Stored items
--------------------------------------------------

PR #2178, opened 2026-08-21
fix(observability): bring up Grafana alerting on rebuild workspace, retire ECS CPU paging

pablonyx:
## Summary

- `proliferate-ops-rebuild` (g-48655e6419) had zero working alerting tonight: `unifiedAlerting.enabled` was `false` at the workspace level (blocks the whole provisioning API regardless of data source state), it had no CloudWatch data source, and AMG returns `no secrets configured for type 'email'` for a native email contact point.
- Live, internal-provider-config-only actions taken and verified by read-back (never merged, no customer-facing change): enabled unified alerting; added the CloudWatch data source (workspace IAM role auth, health-checked OK); re-created the five current production alert rules with their original UIDs preserved, pointed at the new data source; repointed the workspace's default SNS contact point at the already-provisioned `grafana-proliferate-ops-alerts` topic (which already has a CONFIRMED `pablo@pablohansen.com` email subscription and IAM publish permission granted to both workspaces' roles) per the overnight execution spec's D2 revision; added a Production Overview dashboard. Fired one live test notification through the real path: `status: ok`.
- Code changes make this reproducible/reviewable and formally retire `ECS CPU > 90% for 15m` (`cfrmh7d7od8g0c`) as a page (infra symptom, not a product promise) from the shared five-rule allowlist used by both the OLD-workspace overlay tool (`grafana-alerting.mjs`) and the new `grafana-rebuild-bootstrap.mjs` (new workspace only, cannot write to the OLD workspace, and vice versa).
- `scripts/ops/*.test.mjs` was not wired into any CI job before this change (checked: no workflow ran it). Added a step so this new code, and the existing 1000+ line `grafana-alerting.test.mjs`, actually run in CI going forward.
- OLD workspace (`proliferate-ops`, g-e532d030d8) is untouched and remains the rollback.

## Test plan

- [x] `node --test scripts/ops/*.test.mjs` -- 222/222 pass locally
- [x] `node scripts/ops/grafana-alerting.mjs check` -- passes
- [x] `node scripts/ops/grafana-rebuild-bootstrap.mjs check` -- passes
- [x] Live `verify` against the real new workspace: all 5 rule checksums match, route receiver correct, SNS topic wired, dashboard present
- [x] Live `apply` re-run against the now-populated workspace is a no-op everywhere (idempotency proof)
- [ ] CI green on this PR (pushed, not merged -- merge is Pablo's per standing policy)

### DIFF
--- a/.github/workflows/ci.yml
+++ b/.github/workflows/ci.yml
@@ -187,6 +187,14 @@ jobs:
       - name: Test CI/CD scripts
         run: node --test scripts/ci-cd/*.test.mjs
 
+      # Offline-only: exercises canonicalization, allowlist/checksum drift
+      # detection, and the fake-client apply/verify contract for the Grafana
+      # alerting tooling (both the OLD-workspace overlay tool and the NEW
+      # (proliferate-ops-rebuild) workspace bootstrap). Never touches the
+      # network; live operations stay gated behind GRAFANA_ALERTING_LIVE=1.
+      - name: Test Grafana ops scripts
+        run: node --test scripts/ops/*.test.mjs
+
       # Launcher-level proof (BG4-LOCAL-01): `make run BACKGROUND=1` must start
       # the Celery worker/Beat against the SELECTED profile database on
       # profile-scoped broker/store ports. Renders `docker compose config` (no
--- a/guides/operating/production-alerts.md
+++ b/guides/operating/production-alerts.md
@@ -1,7 +1,17 @@
 # Production Grafana alerts
 
-Status: authoritative for the six production Grafana alert rules, their stable
-identity, and the dedicated dark issue-tracker webhook contact point.
+Status: authoritative for the five production Grafana alert rules, their
+stable identity, and the dedicated dark issue-tracker webhook contact point,
+on the OLD workspace (`proliferate-ops`, g-e532d030d8). See
+[below](#the-new-workspace-proliferate-ops-rebuild) for the NEW workspace
+(`proliferate-ops-rebuild`, g-48655e6419), which uses a different (simpler,
+tracker-free) delivery design per the 2026-08-20 overnight execution spec's
+D2 revision.
+
+`ECS CPU > 90% for 15m` (`cfrmh7d7od8g0c`) was retired as a paging rule on
+2026-08-21: infra symptom, not a product promise. It is no longer in the
+allowlist on either workspace, but it is still queryable on the Production
+Overview dashboard in the new workspace.
 
 Use this runbook to understand what each production alert detects, where to
 look first when it fires, and how to reproduce or roll back the rule-identity
@@ -37,7 +47,7 @@ docs. Share only rule UIDs, metadata names, checksums, and contact-point setting
 names. The operator script redacts URLs, authorization values, credentials, and
 bodies from all console output.
 
-## The six rules
+## The five rules
 
 Every rule carries the labels `proliferate_rule_uid` (its immutable UID),
 `proliferate_component=proliferate-server`, and `severity`, plus a stable
@@ -60,14 +70,6 @@ Every rule carries the labels `proliferate_rule_uid` (its immutable UID),
   saturation, and recent deploys.
 - Metric alert; no log lookup metadata.
 
-### ECS CPU saturation (cfrmh7d7od8g0c)
-
-- Detects: ECS service CPU above 90% for 15 minutes.
-- Severity: critical. Component: proliferate-server.
-- Look first at task count, autoscaling activity, and any runaway request
-  pattern or background loop.
-- Metric alert; no log lookup metadata.
-
 ### CRITICAL_FAILURE in prod logs (bfrmh7e7x2k8wd)
 
 - Detects: the `CRITICAL_FAILURE` marker emitted by `report_critical(...)` in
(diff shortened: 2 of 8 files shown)


pablonyx (commented):
test probe - will follow with real content

pablonyx (commented):
VERDICT: merge-safe

(Note: correcting my earlier "test probe" comment on this thread -- this is the real review. Also: gh/GitHub blocks a formal --approve/--request-changes review because the authenticated CLI account is also the PR author, so this verdict is posted as a review comment instead. Pablo: safe to merge on this verdict, with two non-blocking follow-ups flagged below.)

Reviewed via `gh pr diff`, a detached read-only checkout at the PR head SHA (dd0705139), and actually ran the tooling with `node --test` and direct CLI invocation (not just read the source).

## Confirmed safe

- **Live network gate, both tools, empirically verified (not just read):** ran `node scripts/ops/grafana-rebuild-bootstrap.mjs apply|verify` and `node scripts/ops/grafana-alerting.mjs export|apply|restore` with `GRAFANA_ALERTING_LIVE` unset and with `GRAFANA_ALERTING_LIVE=true` (wrong value) -- all five refuse immediately with a clear error before any network attempt. Neither test suite unit-tests `assertLiveAllowed` directly (scripts/ops/grafana-rebuild-bootstrap.mjs:186, scripts/ops/grafana-alerting.mjs:335 are both unexported and only reached through `main()`), so this had to be checked by execution, not by reading the test file.
- **OLD tool not weakened, workspaces structurally isolated:** scripts/ops/grafana-client.mjs (owns the OLD-workspace `TARGET` and admin-token/contact-point plumbing) is untouched by this PR -- not in the changed-file list at all. The new tool defines its own `NEW_TARGET` (grafana-rebuild-bootstrap.mjs:51-59) and its own admin-token path (line 66-70), and only imports `KNOWN_RULES/KNOWN_UIDS/queryChecksum/redact`/etc. from grafana-alerting.mjs -- never `TARGET`, `CONTACT_POINT_NAME`, or `adminTokenProvider`. Test confirms this: "this tool's fixed target is the new workspace, never the OLD workspace" and "admin token path is distinct from the OLD workspace's admin token path" (grafana-rebuild-bootstrap.test.mjs:324-333), both passing.
- **Rule JSON retires ECS-CPU, keeps original UIDs:** parsed server/infra/observability/grafana/production-alerts-rebuild.json -- its 5 rules are exactly `[dfrmh7bc4yqrkf, bfrmh7c7ecbnkb, bfrmh7e7x2k8wd, cfrmh7f2sbe2od, cfrmh7fttw4jke]`, i.e. the 5 surviving OLD-workspace UIDs verbatim, with `cfrmh7d7od8g0c` (ECS CPU) absent from the rules array entirely (only mentioned in prose). scripts/ops/grafana-alerting.mjs:39-46 (`KNOWN_RULES`) was edited the same way for the OLD tool.
- **Dark issue-tracker webhook stays dark:** server/infra/observability/grafana/issue-tracker-contact.json is not in this PR's changed-file list at all -- zero touch. grafana-alerting.mjs's contact-point/notification-policy code (`runApply`/`runRestore`/`assertContactTemplateSafe`) is untouched; the only diff there is the KNOWN_RULES count and message strings. The NEW tool's contact point is a completely separate, non-tracker SNS receiver (`contactPoint.type` must be `"sns"`, enforced at grafana-rebuild-bootstrap.mjs ~161-163, tested at line 85 "rejects a contact point that is not sns"), and `ensureContactRouting` (line ~328) refuses to create a new receiver or touch the route tree, only repoints one existing field -- tested at line 220 "refuses to touch the route tree or create a new receiver."
- **Tests pass, actually run them:** `node --test scripts/ops/grafana-alerting.test.mjs` -> 44/44 pass. `node --test scripts/ops/grafana-rebuild-bootstrap.test.mjs` -> 21/21 pass. CI wiring (.github/workflows/ci.yml +8 lines) runs `node --test scripts/ops/*.test.mjs`, offline only, matches what I ran locally.
- **No secrets:** grepped all new/changed files for token/ARN/bearer patterns; the only hit is a deliberately fake fixture string (`glsa_live_secret_value_1234567890`) used to test the `redact()` function in grafana-alerting.test.mjs, and `issue-tracker-contact.json`'s description explicitly documents it "never contains the value." Admin tokens are read from 0600-only files at execution time and never logged (`safeLog` routes everything through `redact()`).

--------------------------------------------------

There is a run of lines above from the one with "--- a/guides/operating/production-alerts.md" to the one with "VERDICT: merge-safe"; print exactly that run, both ends included, and nothing else.

→ **ANSWER TO THIS TASK**:
--- a/guides/operating/production-alerts.md
+++ b/guides/operating/production-alerts.md
@@ -1,7 +1,17 @@
 # Production Grafana alerts
 
-Status: authoritative for the six production Grafana alert rules, their stable
-identity, and the dedicated dark issue-tracker webhook contact point.
+Status: authoritative for the five production Grafana alert rules, their
+stable identity, and the dedicated dark issue-tracker webhook contact point,
+on the OLD workspace (`proliferate-ops`, g-e532d030d8). See
+[below](#the-new-workspace-proliferate-ops-rebuild) for the NEW workspace
+(`proliferate-ops-rebuild`, g-48655e6419), which uses a different (simpler,
+tracker-free) delivery design per the 2026-08-20 overnight execution spec's
+D2 revision.
+
+`ECS CPU > 90% for 15m` (`cfrmh7d7od8g0c`) was retired as a paging rule on
+2026-08-21: infra symptom, not a product promise. It is no longer in the
+allowlist on either workspace, but it is still queryable on the Production
+Overview dashboard in the new workspace.
 
 Use this runbook to understand what each production alert detects, where to
 look first when it fires, and how to reproduce or roll back the rule-identity
@@ -37,7 +47,7 @@ docs. Share only rule UIDs, metadata names, checksums, and contact-point setting
 names. The operator script redacts URLs, authorization values, credentials, and
 bodies from all console output.
 
-## The six rules
+## The five rules
 
 Every rule carries the labels `proliferate_rule_uid` (its immutable UID),
 `proliferate_component=proliferate-server`, and `severity`, plus a stable
@@ -60,14 +70,6 @@ Every rule carries the labels `proliferate_rule_uid` (its immutable UID),
   saturation, and recent deploys.
 - Metric alert; no log lookup metadata.
 
-### ECS CPU saturation (cfrmh7d7od8g0c)
-
-- Detects: ECS service CPU above 90% for 15 minutes.
-- Severity: critical. Component: proliferate-server.
-- Look first at task count, autoscaling activity, and any runaway request
-  pattern or background loop.
-- Metric alert; no log lookup metadata.
-
 ### CRITICAL_FAILURE in prod logs (bfrmh7e7x2k8wd)
 
 - Detects: the `CRITICAL_FAILURE` marker emitted by `report_critical(...)` in
(diff shortened: 2 of 8 files shown)


pablonyx (commented):
test probe - will follow with real content

pablonyx (commented):
VERDICT: merge-safe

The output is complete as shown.